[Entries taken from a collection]
>>>>
PR #293, opened 2024-01-31
feat: Show contract method names

### LINKED ISSUE #70: Show contract method names

FroVolod:
Resolves #70

### DIFF
--- a/Cargo.toml
+++ b/Cargo.toml
@@ -50,6 +50,7 @@ url = { version = "2", features = ["serde"] }
 open = "4"
 shell-words = "1"
 cargo-util = "0.1.1"
+wasmer = "4.2.5"
 
 semver = { version = "1.0.4", optional = true }
 self_update = { version = "0.37.0", features = [
--- a/src/commands/contract/inspect_contract/mod.rs
+++ b/src/commands/contract/inspect_contract/mod.rs
@@ -1,0 +1,80 @@
+use color_eyre::eyre::Context;
+
+use crate::common::JsonRpcClientExt;
+
+#[derive(Debug, Clone, interactive_clap::InteractiveClap)]
+#[interactive_clap(input_context = crate::GlobalContext)]
+#[interactive_clap(output_context = ContractContext)]
+pub struct Contract {
+    #[interactive_clap(skip_default_input_arg)]
+    /// What is the contract account ID?
+    account_id: crate::types::account_id::AccountId,
+    #[interactive_clap(named_arg)]
+    /// Select network
+    network_config: crate::network_view_at_block::NetworkViewAtBlockArgs,
+}
+
+impl Contract {
+    pub fn input_account_id(
+        context: &crate::GlobalContext,
+    ) -> color_eyre::eyre::Result<Option<crate::types::account_id::AccountId>> {
+        crate::common::input_non_signer_account_id_from_used_account_list(
+            &context.config.credentials_home_dir,
+            "What is the contract account ID?",
+        )
+    }
+}
+
+#[derive(Clone)]
+pub struct ContractContext(crate::network_view_at_block::ArgsForViewContext);
+
+impl ContractContext {
+    pub fn from_previous_context(
+        previous_context: crate::GlobalContext,
+        scope: &<Contract as interactive_clap::ToInteractiveClapContextScope>::InteractiveClapContextScope,
+    ) -> color_eyre::eyre::Result<Self> {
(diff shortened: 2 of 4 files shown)


Cargo.toml
```diff
@@ -81,6 +82,10 @@ near-token = { version = "0.2.0", features = [
     "interactive-clap",
 ] }
 
+near-abi = "0.4.2"
+zstd = "0.11"
+near-contract-standards = "5.0.0-alpha.2"
```
frol, line 87: This is a fat dependency, let's avoid it. Just implement or copy ContractSourceMetadata here.

FroVolod: Done

src/commands/contract/download_contract_abi/mod.rs
```diff
@@ -0,0 +1,126 @@
...
+        scope: &<DownloadContractAbi as interactive_clap::ToInteractiveClapContextScope>::InteractiveClapContextScope,
+    ) -> color_eyre::eyre::Result<Self> {
+        let on_after_getting_block_reference_callback: crate::network_view_at_block::OnAfterGettingBlockReferenceCallback = std::sync::Arc::new({
+            let account_id = previous_context.account_id.clone();
+            let file_path: std::path::PathBuf = scope.file_path.clone().into();
+
+            move |network_config, block_reference| {
+                if let Ok(contract_abi_response) = tokio::runtime::Runtime::new()
+                    .unwrap()
+                    .block_on(super::inspect_contract::get_contract_abi(&network_config.network_name, &network_config.json_rpc_client(), block_reference, &account_id))
```
frol, line 76: I would make `get_contract_abi` function return the AbiRoot (for the Ok variant), so you don't need to parse it here.

src/commands/contract/inspect_contract/mod.rs
```diff
@@ -0,0 +1,456 @@
...
+                for function in abi_root.body.functions {
+                    let mut table_func = prettytable::Table::new();
+                    table_func.set_format(*prettytable::format::consts::FORMAT_CLEAN);
+                    table_func.add_empty_row();
+
+                    if let near_abi::AbiParameters::Borsh { args: _ } = function.params {
+                        panic!("Borsh is currently unsupported")
+                    }
+                    table_func.add_row(prettytable::row![format!(
+                        "{} (read-write function - {}) {}\n{}",
```
frol, line 220: It must be `read-only function` for "view" functions

src/commands/contract/inspect_contract/mod.rs
```diff
@@ -0,0 +1,456 @@
...
+        &network_config.network_name,
+        &json_rpc_client,
+        &block_reference,
+        account_id,
+    )
+    .await
+    {
+        if let Ok(contract_source_metadata) = contract_source_metadata_response
+            .call_result()?
+            .parse_result_from_json::<self::contract_metadata::ContractSourceMetadata>(
```
frol, line 171: `get_contract_source_metadata` should better return `ContractSourceMetadata` type instead of the response type.

frol (changes requested):
Bugs:

* [ ] Inspecting a contract account without ABI returns nothing

src/commands/contract/download_contract_abi/mod.rs
FroVolod: Done

src/commands/contract/mod.rs
```diff
@@ -26,9 +28,17 @@ pub enum ContractActions {
...
+    ))]
+    /// Get a list of available function names
+    Inspect(self::inspect_contract::Contract),
+    #[strum_discriminants(strum(message = "download-abi    - Download contract ABI"))]
+    /// Download contract ABI
+    DownloadAbi(self::download_contract_abi::Contract),
     #[strum_discriminants(strum(message = "download-wasm   - Download wasm"))]
     /// Download wasm
-    DownloadWasm(self::download_wasm::ContractAccount),
+    DownloadWasm(self::download_wasm::Contract),
```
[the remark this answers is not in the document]
FroVolod: Done

src/commands/contract/inspect_contract/mod.rs
FroVolod: Done

src/commands/contract/inspect_contract/mod.rs
FroVolod: Done

frol (dismissed):

frol (approved):

PR #319, opened 2024-04-13
feat: Support ARM64 Linux

frol:
I tried to follow the suggestion from the cargo-dist thread: https://github.com/axodotdev/cargo-dist/issues/74#issuecomment-2053680080

UPD: No luck:

* libudev is the blocker for musl and cross-compiled aarch64 targets and there is no way to disable ledger support https://github.com/axodotdev/cargo-dist/issues/772
* openssl is another the blocker for musl targets, it needs `aarch64-linux-musl-gcc`

image


frol:
Superseded by #397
<<<<
Would you give the entries back word for word?

**Expected answer**
PR #293, opened 2024-01-31
feat: Show contract method names

### LINKED ISSUE #70: Show contract method names

FroVolod:
Resolves #70

### DIFF
--- a/Cargo.toml
+++ b/Cargo.toml
@@ -50,6 +50,7 @@ url = { version = "2", features = ["serde"] }
 open = "4"
 shell-words = "1"
 cargo-util = "0.1.1"
+wasmer = "4.2.5"
 
 semver = { version = "1.0.4", optional = true }
 self_update = { version = "0.37.0", features = [
--- a/src/commands/contract/inspect_contract/mod.rs
+++ b/src/commands/contract/inspect_contract/mod.rs
@@ -1,0 +1,80 @@
+use color_eyre::eyre::Context;
+
+use crate::common::JsonRpcClientExt;
+
+#[derive(Debug, Clone, interactive_clap::InteractiveClap)]
+#[interactive_clap(input_context = crate::GlobalContext)]
+#[interactive_clap(output_context = ContractContext)]
+pub struct Contract {
+    #[interactive_clap(skip_default_input_arg)]
+    /// What is the contract account ID?
+    account_id: crate::types::account_id::AccountId,
+    #[interactive_clap(named_arg)]
+    /// Select network
+    network_config: crate::network_view_at_block::NetworkViewAtBlockArgs,
+}
+
+impl Contract {
+    pub fn input_account_id(
+        context: &crate::GlobalContext,
+    ) -> color_eyre::eyre::Result<Option<crate::types::account_id::AccountId>> {
+        crate::common::input_non_signer_account_id_from_used_account_list(
+            &context.config.credentials_home_dir,
+            "What is the contract account ID?",
+        )
+    }
+}
+
+#[derive(Clone)]
+pub struct ContractContext(crate::network_view_at_block::ArgsForViewContext);
+
+impl ContractContext {
+    pub fn from_previous_context(
+        previous_context: crate::GlobalContext,
+        scope: &<Contract as interactive_clap::ToInteractiveClapContextScope>::InteractiveClapContextScope,
+    ) -> color_eyre::eyre::Result<Self> {
(diff shortened: 2 of 4 files shown)


Cargo.toml
```diff
@@ -81,6 +82,10 @@ near-token = { version = "0.2.0", features = [
     "interactive-clap",
 ] }
 
+near-abi = "0.4.2"
+zstd = "0.11"
+near-contract-standards = "5.0.0-alpha.2"
```
frol, line 87: This is a fat dependency, let's avoid it. Just implement or copy ContractSourceMetadata here.

FroVolod: Done

src/commands/contract/download_contract_abi/mod.rs
```diff
@@ -0,0 +1,126 @@
...
+        scope: &<DownloadContractAbi as interactive_clap::ToInteractiveClapContextScope>::InteractiveClapContextScope,
+    ) -> color_eyre::eyre::Result<Self> {
+        let on_after_getting_block_reference_callback: crate::network_view_at_block::OnAfterGettingBlockReferenceCallback = std::sync::Arc::new({
+            let account_id = previous_context.account_id.clone();
+            let file_path: std::path::PathBuf = scope.file_path.clone().into();
+
+            move |network_config, block_reference| {
+                if let Ok(contract_abi_response) = tokio::runtime::Runtime::new()
+                    .unwrap()
+                    .block_on(super::inspect_contract::get_contract_abi(&network_config.network_name, &network_config.json_rpc_client(), block_reference, &account_id))
```
frol, line 76: I would make `get_contract_abi` function return the AbiRoot (for the Ok variant), so you don't need to parse it here.

src/commands/contract/inspect_contract/mod.rs
```diff
@@ -0,0 +1,456 @@
...
+                for function in abi_root.body.functions {
+                    let mut table_func = prettytable::Table::new();
+                    table_func.set_format(*prettytable::format::consts::FORMAT_CLEAN);
+                    table_func.add_empty_row();
+
+                    if let near_abi::AbiParameters::Borsh { args: _ } = function.params {
+                        panic!("Borsh is currently unsupported")
+                    }
+                    table_func.add_row(prettytable::row![format!(
+                        "{} (read-write function - {}) {}\n{}",
```
frol, line 220: It must be `read-only function` for "view" functions

src/commands/contract/inspect_contract/mod.rs
```diff
@@ -0,0 +1,456 @@
...
+        &network_config.network_name,
+        &json_rpc_client,
+        &block_reference,
+        account_id,
+    )
+    .await
+    {
+        if let Ok(contract_source_metadata) = contract_source_metadata_response
+            .call_result()?
+            .parse_result_from_json::<self::contract_metadata::ContractSourceMetadata>(
```
frol, line 171: `get_contract_source_metadata` should better return `ContractSourceMetadata` type instead of the response type.

frol (changes requested):
Bugs:

* [ ] Inspecting a contract account without ABI returns nothing

src/commands/contract/download_contract_abi/mod.rs
FroVolod: Done

src/commands/contract/mod.rs
```diff
@@ -26,9 +28,17 @@ pub enum ContractActions {
...
+    ))]
+    /// Get a list of available function names
+    Inspect(self::inspect_contract::Contract),
+    #[strum_discriminants(strum(message = "download-abi    - Download contract ABI"))]
+    /// Download contract ABI
+    DownloadAbi(self::download_contract_abi::Contract),
     #[strum_discriminants(strum(message = "download-wasm   - Download wasm"))]
     /// Download wasm
-    DownloadWasm(self::download_wasm::ContractAccount),
+    DownloadWasm(self::download_wasm::Contract),
```
[the remark this answers is not in the document]
FroVolod: Done

src/commands/contract/inspect_contract/mod.rs
FroVolod: Done

src/commands/contract/inspect_contract/mod.rs
FroVolod: Done

frol (dismissed):

frol (approved):

PR #319, opened 2024-04-13
feat: Support ARM64 Linux

frol:
I tried to follow the suggestion from the cargo-dist thread: https://github.com/axodotdev/cargo-dist/issues/74#issuecomment-2053680080

UPD: No luck:

* libudev is the blocker for musl and cross-compiled aarch64 targets and there is no way to disable ledger support https://github.com/axodotdev/cargo-dist/issues/772
* openssl is another the blocker for musl targets, it needs `aarch64-linux-musl-gcc`

image


frol:
Superseded by #397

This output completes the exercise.